- [Exercise description] Each line of the material below with the word "development" is to be reported.

=== Section Start ===

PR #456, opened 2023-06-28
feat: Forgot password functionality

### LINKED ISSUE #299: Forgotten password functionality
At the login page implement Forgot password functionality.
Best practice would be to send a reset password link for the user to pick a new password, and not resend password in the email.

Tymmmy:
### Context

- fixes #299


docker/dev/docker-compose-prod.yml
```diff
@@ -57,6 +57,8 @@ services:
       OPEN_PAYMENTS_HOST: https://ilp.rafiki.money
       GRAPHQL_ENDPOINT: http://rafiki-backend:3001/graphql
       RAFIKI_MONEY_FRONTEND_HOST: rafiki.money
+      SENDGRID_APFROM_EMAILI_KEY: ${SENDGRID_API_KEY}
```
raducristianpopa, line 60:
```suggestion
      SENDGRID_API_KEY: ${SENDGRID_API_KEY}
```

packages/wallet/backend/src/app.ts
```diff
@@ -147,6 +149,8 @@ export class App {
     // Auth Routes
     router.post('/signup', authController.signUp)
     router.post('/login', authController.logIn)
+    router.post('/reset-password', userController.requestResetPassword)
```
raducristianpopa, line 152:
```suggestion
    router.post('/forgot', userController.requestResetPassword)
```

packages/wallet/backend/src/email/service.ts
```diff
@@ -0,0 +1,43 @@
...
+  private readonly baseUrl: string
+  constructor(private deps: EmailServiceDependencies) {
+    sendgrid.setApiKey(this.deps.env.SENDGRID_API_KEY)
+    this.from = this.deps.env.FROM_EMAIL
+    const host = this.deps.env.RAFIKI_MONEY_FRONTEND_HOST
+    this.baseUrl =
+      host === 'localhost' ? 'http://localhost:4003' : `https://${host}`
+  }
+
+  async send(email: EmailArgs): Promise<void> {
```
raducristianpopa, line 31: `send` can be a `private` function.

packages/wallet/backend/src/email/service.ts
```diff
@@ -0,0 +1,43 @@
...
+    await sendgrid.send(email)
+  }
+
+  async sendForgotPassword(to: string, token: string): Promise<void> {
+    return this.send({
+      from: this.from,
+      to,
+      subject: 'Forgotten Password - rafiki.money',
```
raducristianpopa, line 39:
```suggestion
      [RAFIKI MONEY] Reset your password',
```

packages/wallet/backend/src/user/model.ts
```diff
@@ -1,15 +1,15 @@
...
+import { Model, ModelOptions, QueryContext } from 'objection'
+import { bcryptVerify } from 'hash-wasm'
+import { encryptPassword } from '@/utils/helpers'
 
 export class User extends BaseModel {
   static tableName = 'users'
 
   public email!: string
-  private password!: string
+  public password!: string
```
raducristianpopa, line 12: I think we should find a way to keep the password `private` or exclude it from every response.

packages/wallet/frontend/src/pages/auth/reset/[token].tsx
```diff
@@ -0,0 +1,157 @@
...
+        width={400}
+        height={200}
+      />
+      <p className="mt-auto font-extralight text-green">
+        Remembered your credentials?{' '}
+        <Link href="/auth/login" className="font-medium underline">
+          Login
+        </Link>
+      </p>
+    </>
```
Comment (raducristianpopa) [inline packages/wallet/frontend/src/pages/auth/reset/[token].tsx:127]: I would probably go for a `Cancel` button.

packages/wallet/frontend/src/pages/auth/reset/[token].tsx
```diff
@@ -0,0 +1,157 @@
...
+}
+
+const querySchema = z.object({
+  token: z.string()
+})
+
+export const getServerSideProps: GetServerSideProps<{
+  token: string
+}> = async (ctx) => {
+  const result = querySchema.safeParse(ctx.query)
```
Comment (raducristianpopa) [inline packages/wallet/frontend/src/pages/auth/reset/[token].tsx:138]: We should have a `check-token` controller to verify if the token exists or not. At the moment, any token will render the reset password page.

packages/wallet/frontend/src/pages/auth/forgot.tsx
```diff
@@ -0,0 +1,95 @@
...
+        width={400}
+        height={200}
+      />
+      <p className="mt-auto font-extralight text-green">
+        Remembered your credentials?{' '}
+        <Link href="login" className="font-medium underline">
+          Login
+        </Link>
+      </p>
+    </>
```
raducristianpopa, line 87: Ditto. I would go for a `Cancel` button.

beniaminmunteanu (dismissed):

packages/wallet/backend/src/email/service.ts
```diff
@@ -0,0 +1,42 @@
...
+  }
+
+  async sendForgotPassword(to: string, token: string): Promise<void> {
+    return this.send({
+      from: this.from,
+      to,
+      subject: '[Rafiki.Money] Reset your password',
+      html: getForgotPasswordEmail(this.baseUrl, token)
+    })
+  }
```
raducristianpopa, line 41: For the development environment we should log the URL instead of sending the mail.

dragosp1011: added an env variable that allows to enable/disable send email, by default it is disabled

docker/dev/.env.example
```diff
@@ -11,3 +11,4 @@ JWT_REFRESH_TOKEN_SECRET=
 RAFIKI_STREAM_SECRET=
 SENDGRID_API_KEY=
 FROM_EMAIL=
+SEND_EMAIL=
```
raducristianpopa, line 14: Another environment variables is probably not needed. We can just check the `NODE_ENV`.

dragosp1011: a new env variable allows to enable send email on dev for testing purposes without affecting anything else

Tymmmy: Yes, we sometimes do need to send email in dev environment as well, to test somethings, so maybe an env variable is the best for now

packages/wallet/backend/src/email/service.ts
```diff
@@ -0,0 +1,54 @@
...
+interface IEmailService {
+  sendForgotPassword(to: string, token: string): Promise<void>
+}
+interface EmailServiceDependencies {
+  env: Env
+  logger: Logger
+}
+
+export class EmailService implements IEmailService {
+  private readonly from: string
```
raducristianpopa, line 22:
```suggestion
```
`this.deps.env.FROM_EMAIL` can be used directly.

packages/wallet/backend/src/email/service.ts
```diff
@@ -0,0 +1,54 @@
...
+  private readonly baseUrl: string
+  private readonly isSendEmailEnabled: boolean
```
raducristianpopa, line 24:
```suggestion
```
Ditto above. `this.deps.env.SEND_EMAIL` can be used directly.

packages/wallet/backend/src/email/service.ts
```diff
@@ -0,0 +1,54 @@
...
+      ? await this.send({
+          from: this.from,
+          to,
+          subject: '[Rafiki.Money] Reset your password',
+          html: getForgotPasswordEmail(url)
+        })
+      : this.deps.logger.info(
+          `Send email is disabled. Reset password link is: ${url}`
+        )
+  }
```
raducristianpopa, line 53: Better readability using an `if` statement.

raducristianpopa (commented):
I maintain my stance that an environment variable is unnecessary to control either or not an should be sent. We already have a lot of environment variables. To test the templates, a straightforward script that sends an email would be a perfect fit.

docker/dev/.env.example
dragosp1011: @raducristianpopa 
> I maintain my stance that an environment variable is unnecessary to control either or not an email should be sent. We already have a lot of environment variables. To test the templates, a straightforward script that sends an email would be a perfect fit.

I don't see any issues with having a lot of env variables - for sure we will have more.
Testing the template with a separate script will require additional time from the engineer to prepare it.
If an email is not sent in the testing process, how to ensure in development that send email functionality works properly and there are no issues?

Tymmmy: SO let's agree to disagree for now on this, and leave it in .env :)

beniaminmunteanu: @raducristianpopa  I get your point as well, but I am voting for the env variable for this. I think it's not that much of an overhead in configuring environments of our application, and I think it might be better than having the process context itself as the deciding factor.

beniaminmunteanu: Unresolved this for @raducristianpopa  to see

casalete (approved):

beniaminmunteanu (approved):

=== Section End ===
=== Section Start ===

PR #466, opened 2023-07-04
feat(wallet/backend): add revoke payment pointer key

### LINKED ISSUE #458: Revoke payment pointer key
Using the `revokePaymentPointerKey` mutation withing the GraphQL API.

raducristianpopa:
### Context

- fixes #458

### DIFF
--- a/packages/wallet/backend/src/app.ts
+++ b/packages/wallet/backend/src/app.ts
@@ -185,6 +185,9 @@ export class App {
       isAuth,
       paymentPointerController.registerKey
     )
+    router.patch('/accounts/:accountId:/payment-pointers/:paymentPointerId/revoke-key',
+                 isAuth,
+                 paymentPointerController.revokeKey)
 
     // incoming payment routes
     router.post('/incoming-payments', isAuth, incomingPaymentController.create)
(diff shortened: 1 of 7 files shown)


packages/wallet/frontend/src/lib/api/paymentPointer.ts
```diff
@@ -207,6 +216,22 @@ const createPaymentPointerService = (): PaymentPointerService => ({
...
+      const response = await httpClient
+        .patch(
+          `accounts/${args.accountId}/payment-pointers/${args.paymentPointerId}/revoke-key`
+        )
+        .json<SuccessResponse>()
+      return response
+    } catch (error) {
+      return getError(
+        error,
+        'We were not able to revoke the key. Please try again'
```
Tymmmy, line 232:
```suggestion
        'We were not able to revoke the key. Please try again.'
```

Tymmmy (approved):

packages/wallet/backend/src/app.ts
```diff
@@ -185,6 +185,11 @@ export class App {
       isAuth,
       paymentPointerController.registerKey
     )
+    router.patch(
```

=== Section End ===
=== Section Start ===

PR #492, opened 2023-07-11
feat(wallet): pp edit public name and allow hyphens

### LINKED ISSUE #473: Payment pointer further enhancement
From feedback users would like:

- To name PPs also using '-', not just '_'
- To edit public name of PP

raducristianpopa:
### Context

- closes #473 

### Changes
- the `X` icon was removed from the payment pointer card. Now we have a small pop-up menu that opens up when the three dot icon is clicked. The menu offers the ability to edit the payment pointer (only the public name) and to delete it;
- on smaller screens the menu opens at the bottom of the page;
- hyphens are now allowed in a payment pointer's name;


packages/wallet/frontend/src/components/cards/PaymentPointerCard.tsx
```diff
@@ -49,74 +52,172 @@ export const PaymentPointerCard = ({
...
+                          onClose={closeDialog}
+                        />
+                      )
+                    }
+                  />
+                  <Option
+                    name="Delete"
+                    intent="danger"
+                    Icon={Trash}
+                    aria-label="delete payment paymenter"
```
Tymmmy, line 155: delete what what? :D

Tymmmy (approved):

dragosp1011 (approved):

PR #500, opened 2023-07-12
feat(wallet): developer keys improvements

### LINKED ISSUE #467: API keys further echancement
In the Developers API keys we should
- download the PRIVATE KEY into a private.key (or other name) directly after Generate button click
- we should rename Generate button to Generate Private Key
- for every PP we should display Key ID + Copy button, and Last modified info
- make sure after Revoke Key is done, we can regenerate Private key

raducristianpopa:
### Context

=== Section End ===

- [Reply to the task]
raducristianpopa, line 41: For the development environment we should log the URL instead of sending the mail.
If an email is not sent in the testing process, how to ensure in development that send email functionality works properly and there are no issues?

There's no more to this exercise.